Drakes Bay Oyster Company's allies say deal will allow it to stay open at least a bit longer

Allies of Drakes Bay Oyster Co. say the National Park Service will give the embattled Marin County oyster farm 30 days' notice before ordering it to shut down.|

Allies of Drakes Bay Oyster Co. announced Friday they had secured an agreement with the National Park Service to give the embattled Marin County oyster farm 30 days’ notice before ordering it to shut down operations in the Point Reyes National Seashore.

The agreement “ensures the status quo,” enabling oysterman Kevin Lunny’s company to continue harvesting oysters until a competitor, Tomales Bay Oyster Co., can get its case before a federal judge, possibly in September, said Stuart Gross, a San Francisco attorney representing Tomales Bay.

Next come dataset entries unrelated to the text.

PR #154, opened 2019-12-04
Gdb 4053 respect negotiate authentication

desislava-hristova-ontotext:
When security is on and we do not have valid principal and auth token (current user session), try to authenticate with kerberos. Send a request during security initialization to GDB to get currently authenticated user if present and if it is authenticated with negotiate header leave security to negotiate mechanism. This means leave the browser set the 'Authorization' header obtained from kerberos.
This mimics in the workbench automatic user login. In these cases logout for the user is not visible. 
Redirect to login when authentication fails.
A cookie 'auth.negotiate' is kept because we need to know that when we have principal but no auth token, this is because authentication is left to negotiate mechanism.

### DIFF
--- a/webpack.config.dev.js
+++ b/webpack.config.dev.js
@@ -41,7 +41,9 @@ module.exports = merge(commonConfig, {
             target: 'http://localhost:7200',
             onProxyRes: proxyRes => {
                 var key = 'www-authenticate';
-                proxyRes.headers[key] = proxyRes.headers[key] && proxyRes.headers[key].split(',');
+                if (proxyRes.headers[key]) {
+                    proxyRes.headers[key] = proxyRes.headers[key].split(',');
+                }
             }
         }]
     }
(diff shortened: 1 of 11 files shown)


webpack.config.dev.js
```diff
@@ -31,13 +31,18 @@ module.exports = merge(commonConfig, {
...
         compress: true,
         port: 9000,
         historyApiFallback: true,
         proxy: [{
             context: ['/rest', '/repositories', '/orefine', '/protocol', '/rdf-bridge'],
-            target: 'http://localhost:7200'
+            target: 'http://localhost:7200',
+            onProxyRes: proxyRes => {
+                var key = 'www-authenticate';
+                proxyRes.headers[key] = proxyRes.headers[key] && proxyRes.headers[key].split(',');
```
svilenvelikov: I think it's better to not set the header at all if there is no value in the response for it.

desislava-hristova-ontotext: Changed it to be more readable.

Gross said he had reached the agreement with the park service and it did not need a judge’s approval. A proposed schedule for future hearing dates requires that action, however.

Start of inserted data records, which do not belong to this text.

PR #183, opened 2020-03-23
GDB-4289 Autocomplete triple with label predicates

desislava-hristova-ontotext:
Link to the resource view with triple parameter for autocomplete results of type triple

### DIFF
--- a/src/js/angular/core/directives.js
+++ b/src/js/angular/core/directives.js
@@ -354,8 +354,7 @@ function searchResourceInput($location, toastr, ClassInstanceDetailsService, Aut
                     let textResource;
                     if (angular.isUndefined(resource)) {
                         textResource = $scope.searchInput;
-                    }
-                    if (typeof resource === 'object') {
+                    } else if (typeof resource === 'object') {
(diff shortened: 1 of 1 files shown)


src/js/angular/core/directives.js
```diff
@@ -343,37 +346,36 @@ function searchResourceInput($location, toastr, ClassInstanceDetailsService, Aut
...
-                    let textUri;
-                    if (angular.isUndefined(uri)) {
-                        textUri = $scope.searchInput;
+                    let textResource;
+                    if (angular.isUndefined(resource)) {
+                        textResource = $scope.searchInput;
                     }
-                    if (typeof uri === 'object') {
-                        textUri = uri.value;
+                    if (typeof resource === 'object') {
```
teodossidossev: else if maybe?

teodossidossev: otherwise textResource will become undefined when resource is undefined

desislava-hristova-ontotext: Fixed

PR #186, opened 2020-03-25
GDB-4386 Fix minimist vulnerability

desislava-hristova-ontotext:


package.json
```diff
@@ -62,6 +62,7 @@
         "less": "^3.10.3",
         "less-loader": "^5.0.0",
         "mini-css-extract-plugin": "^0.8.0",
+        "minimist": "^1.2.5",
```
svilenvelikov: You should update the coveralls library which requires this library. Revert these changes and execute `npm update coveralls`

PR #206, opened 2020-04-03
GDB-2088 Added possibility for user to explore class hierarchy and dependencies for particular graph

sava-savov-ontotext:


src/css/dependencies.css
```diff
@@ -219,3 +219,11 @@ svg {
     font-size: 14px;
 }
 
+#btnGraphsGroup[aria-expanded="false"] {
+    background-color: white;
+    border: none;
+}
+
+#btnGraphsGroup[aria-expanded="true"] {
+    none: inherit;
```
svilenvelikov, line 228: I haven't heard of such css property `none`.

src/js/angular/repositories/controllers.js
```diff
@@ -270,6 +271,16 @@ function LocationsAndRepositoriesCtrl($scope, $modal, toastr, $repositories, Mod
     };
 
     $repositories.init();
+
+    function removeCachedGraphsOnDelete(repoId) {
+        angular.forEach(LocalStorageAdapter.keys(), function (key) {
+            // remove everything but the hide prefixes setting, it should always persist
+            if (key.startsWith("classHierarchy-selectedGraph-" + repoId) || key.startsWith("dependencies-selectedGraph-" + repoId)) {
```
svilenvelikov, line 278: These `"classHierarchy-selectedGraph-" + repoId` and `"dependencies-selectedGraph-" + repoId` can be computed once outside of the loop.

src/js/angular/rest/graph-data.rest.service.js
```diff
@@ -136,4 +153,32 @@ function GraphDataRestService($http) {
             }
         });
     }
+
+    function resolveGraphs(scope, selectedGraph) {
```
svilenvelikov, line 157: I have a couple of considerations here. 
* Services should not deal with UI stuf in either way! Never :)... The problem with this is that services are singletons in angular and we might easily reach to some nasty memmory leaks and degraded performance. Some issues which @teodossidossev is currently dealing with. So, my advice is to remove this `scope` parameter and just pass the resolved values from the method clients e.g. pass `isActiveRepository` and `activeRepository` paramaters instead.
* I don't get the idea of using the `RDF4JRepositoriesRestService` in this `GraphDataRestService`. Why don't you move this method in RDF4JRepositoriesRestService if you use the same endpoint method?
*

src/js/angular/rest/graph-data.rest.service.js
```diff
@@ -136,4 +153,32 @@ function GraphDataRestService($http) {
...
+                        if (binding.contextID.type === "bnode") {
+                            binding.contextID.value = '_:' + binding.contextID.value;
+                        } else if (binding.contextID.type === "default") {
+                            binding.contextID.uri = "http://www.openrdf.org/schema/sesame#nil";
+                        } else {
+                            binding.contextID.uri = binding.contextID.value;
+                        }
+                    });
+                    graphs.results.bindings.unshift(selectedGraph);
+                    scope.graphsInRepo = graphs.results.bindings;
```
svilenvelikov, line 180: And this should not happen as well `scope.graphsInRepo = graphs.results.bindings;`. This can be the return value and the scope.graphsInRepo assignment to happen in the controller.

src/js/angular/rest/graph-data.rest.service.js
```diff
@@ -136,4 +153,32 @@ function GraphDataRestService($http) {
             }
         });
     }
+
+    function resolveGraphs(scope, selectedGraph) {
+        if (scope.getActiveRepository() !== "") {
```
svilenvelikov, line 158: As long as this service method is called in a promise, this check here might cause the promise to be resolved with `undefined`.
Which might be OK actually as you don't actually expect a return value at all due to the side effect on the scope.

src/pages/rdfClassHierarchyInfo.html
```diff
@@ -10,8 +10,27 @@
 
 <div class="toolbar-holder pull-right mt-1" id="toolbar"
 	ng-class="{ 'pushed-toolbar': showClassInfoPanel }"
-	ng-show="hasClassHierarchy() && !loader">
-
+	ng-show="hasClassHierarchy() && !loader || !isAllGraphsSelected()">
+    <div id="selectGraphDropdown" class="btn-group" role="group" ng-show="graphsInRepo.length > 2">
```
svilenvelikov, line 14: I'd have this dropdown implementation as a directive and reuse it here and in the dependencies view above as it's actually the same, but this is out of scope I guess :)

src/js/angular/rest/rdf4j.repositories.rest.service.js
```diff
@@ -84,4 +85,38 @@ function RDF4JRepositoriesRestService($http, $repositories) {
...
+                        }
+                    });
+                    graphs.results.bindings.unshift({
+                        contextID: {
+                            type: "all",
+                            value: "All graphs",
+                            uri: ""
+                        }
+                    });
+                    return  graphs.results.bindings;
```
svilenvelikov, line 118: Are you sure this is correct? You now return just bindings whereas you expect graphs as i can see.

sava-savov-ontotext:
Here I'm sure

PR #210, opened 2020-04-27
Fix test promise issue

teodossidossev:
Jira: https://ontotext.atlassian.net/browse/GDB-4403


test-cypress/steps/import-steps.js
```diff
@@ -191,21 +191,20 @@ class ImportSteps {
         ImportSteps.getServerFileElement(fileToSelect).find('.import-status .import-status-info').then(infoIconEl => {
             cy.wrap(infoIconEl).should('be.visible');
             cy.wrap(infoIconEl).trigger('mouseover');
+            cy.wait(1000)
```
svilenvelikov, line 194: The test suite before we opensource the workbench was full of unconditional waits like these and it was brittle like hell. We managed to stabilize it by rewriting most of it and removing almost all such waits that are a bad practice as you know. Now, you either document a good reason for these new waits to remain or find another way to assure that the popover is rendered.

teodossidossev: 1 removed, 1 set the wait time to 0 millis - to play a role of a timeout

PR #780, opened 2022-10-21
GDB-7527-Missing label in Visual graph

MartinaDimova:
Fixed sidepanel.show.preferred.predicates to sidepanel.show.preferred.predicates.only in graphs-visualizations.html so it can be properly translated.


desislava-hristova-ontotext (approved):

desislava-hristova-ontotext:
Jenkins retry build

PR #783, opened 2022-10-21
GDB-7501: User Guide can't be rerun if more than one repo exists

boyan-tonchev:
Fixed. 
 - GDB-7538
Additional work:
 - There was a bug when a guide is on step to choose a repository and user click on any menu item of any repository, the dropdown wouldn't close. The problem was that we stop dropdown to be closed when a guide is active, this is because of other bug "GDB-7450: User Guide crashes on repo select step". Fixed, when the step is shown we add a class "autoCloseOff" to dropdown. This class will block closing of dropdown when user click outside dropdown. This class will be removed when user click on "Next" button or some menu item.

### DIFF
--- a/src/js/angular/guides/steps/complex/select-repository/plugin.js
+++ b/src/js/angular/guides/steps/complex/select-repository/plugin.js
@@ -1,11 +1,20 @@
+const getRepositoryName = (services, options) => {
+    return services.$repositories.getRepositories().find((repo) => repo.id === options.repositoryId) ? options.repositoryId : options.repositoryIdBase;
+};
+
+const getRepositoryElementSelector = (services, options) => {
+    return services.GuideUtils.getGuideElementSelector(`repository-${getRepositoryName(services, options)}-button`);
+};
+
 PluginRegistry.add('guide.step', [
     {
         guideBlockName: 'select-repository-dropdown',
         getSteps: (options, services) => {
             const GuideUtils = services.GuideUtils;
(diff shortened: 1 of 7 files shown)


src/js/angular/guides/steps/complex/select-repository/plugin.js
```diff
@@ -17,17 +26,40 @@ PluginRegistry.add('guide.step', [
             }, {
                 guideBlockName: 'clickable-element',
                 options: angular.extend({}, {
-                    content: 'guide.step_plugin.select-repository.content',
-                    elementSelector: repositoryButtonSelector,
+                    content: () => {
```
avataar, line 29: Why not make restore the general way content/extraContent is handled (both here and in shepherd.service.js) and change the translation template to e.g. "Click on the \<b\>{{**getRepositoryId()**}}\</b\> repository button."

Then you simply need to define the getRepositoryId() function within the options at some point.

boyan-tonchev: I will try.

boyan-tonchev: I tried, but it did not work as we expected. When content property of step description is string it is calculated only once when steps of Shepherdjs library are initialized. At those time, we do not know which name to use. If content is function it is called every time when step is shown.

avataar (approved):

Lunny, who had battled the federal government for the right to stay in business for 19 months, announced two weeks ago that he would close his retail oyster shack and cannery at the edge of Drakes Estero by the end of July.

The following week, a group of farmers, foodmakers and restaurant owners, including Tomales Bay Oyster Co., filed their own federal court action to keep Lunny in business, harvesting $1.5 million worth of oysters a year from the federally protected estero.

Gross said the park service had agreed to give 30 days’ notice for any order to halt oyster harvesting or require Lunny to remove oysters from the water.

Tomales Bay owner Charles “Tod” Friend said last week that his business and others would suffer economic losses if Drakes Bay Oyster Co. closed.

Other parties in Tomales Bay’s legal action are Sir and Star, Osteria Stellina, Cafe Reyes and Hayes Street Grill in San Francisco.

Gross said he and the park service’s attorneys had agreed to seek a Sept. 9 hearing on their request to let Lunny stay in business until his allies’ case is resolved.

Lunny and representatives from the parks service could not be reached for comment Friday.

Ultimately, Gross said his clients intend to challenge former Interior Secretary Ken Salazar’s decision in November 2012 not to renew Lunny’s permit to grow oysters in a wilderness waterway. The oyster farm had a 40-year permit to operate on federal land. The Lunny family bought the business in 2005.